-- Exercise requirements --
Write out each record again exactly as it stands.

+ + + + + + +

PR #5081, opened 2020-12-14
optimize 404 pages

### LINKED ISSUE #5080: search button throws an error on on 404 page
image

Error is thrown when you tap on the magnifying glass icon.

Strangely, _doesn't_ occur on https://amp.dev/404, but does on any other page that is a 404

patrickkettner:
probably a bad idea, but fixes #5080

### DIFF
--- a/platform/lib/routers/notFound.js
+++ b/platform/lib/routers/notFound.js
@@ -18,13 +18,21 @@
 
 const {pagePath} = require('@lib/utils/project');
 const {setMaxAge} = require('../utils/cacheHelpers.js');
+const AmpOptimizer = require('@ampproject/toolbox-optimizer');
+const {readFileSync} = require('fs');
+const {join} = require('path');
+const FourOhFour = readFileSync(join(pagePath(), '404.html'), 'utf-8');
+
+const optimizer = AmpOptimizer.create();
 
 // eslint-disable-next-line no-unused-vars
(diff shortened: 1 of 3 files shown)


platform/lib/routers/notFound.js
```diff
@@ -18,13 +18,21 @@
...
+
+const optimizer = AmpOptimizer.create();
 
 // eslint-disable-next-line no-unused-vars
 module.exports = (req, res, next) => {
   setMaxAge(res, 60 * 10); // ten minutes
   if (req.headers.accept && req.headers.accept.includes('text/html')) {
-    res.status(404).sendFile('404.html', {root: pagePath()});
-    return;
+    optimizer.transformHtml(FourOhFour).then((optimized) => {
```
sebastianbenz, line 32: few things:

1. please cache the optimized page in memory
2. Ideally, we'd be sharing the optimizer config with growPages.js
3. please use async await.

patrickkettner: thanks! I wasn't sure if optimizing the 404 page is the actual "correct" thing, as opposed to just including the `<amp-lightbox>` code in the search partial.
Will update with your requests

patrickkettner: updated

sebastianbenz (approved):
thanks!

+ + + + + + +

-- Completed exercise --
PR #5081, opened 2020-12-14
optimize 404 pages

### LINKED ISSUE #5080: search button throws an error on on 404 page
image

Error is thrown when you tap on the magnifying glass icon.

Strangely, _doesn't_ occur on https://amp.dev/404, but does on any other page that is a 404

patrickkettner:
probably a bad idea, but fixes #5080

### DIFF
--- a/platform/lib/routers/notFound.js
+++ b/platform/lib/routers/notFound.js
@@ -18,13 +18,21 @@
 
 const {pagePath} = require('@lib/utils/project');
 const {setMaxAge} = require('../utils/cacheHelpers.js');
+const AmpOptimizer = require('@ampproject/toolbox-optimizer');
+const {readFileSync} = require('fs');
+const {join} = require('path');
+const FourOhFour = readFileSync(join(pagePath(), '404.html'), 'utf-8');
+
+const optimizer = AmpOptimizer.create();
 
 // eslint-disable-next-line no-unused-vars
(diff shortened: 1 of 3 files shown)


platform/lib/routers/notFound.js
```diff
@@ -18,13 +18,21 @@
...
+
+const optimizer = AmpOptimizer.create();
 
 // eslint-disable-next-line no-unused-vars
 module.exports = (req, res, next) => {
   setMaxAge(res, 60 * 10); // ten minutes
   if (req.headers.accept && req.headers.accept.includes('text/html')) {
-    res.status(404).sendFile('404.html', {root: pagePath()});
-    return;
+    optimizer.transformHtml(FourOhFour).then((optimized) => {
```
sebastianbenz, line 32: few things:

1. please cache the optimized page in memory
2. Ideally, we'd be sharing the optimizer config with growPages.js
3. please use async await.

patrickkettner: thanks! I wasn't sure if optimizing the 404 page is the actual "correct" thing, as opposed to just including the `<amp-lightbox>` code in the search partial.
Will update with your requests

patrickkettner: updated

sebastianbenz (approved):
thanks!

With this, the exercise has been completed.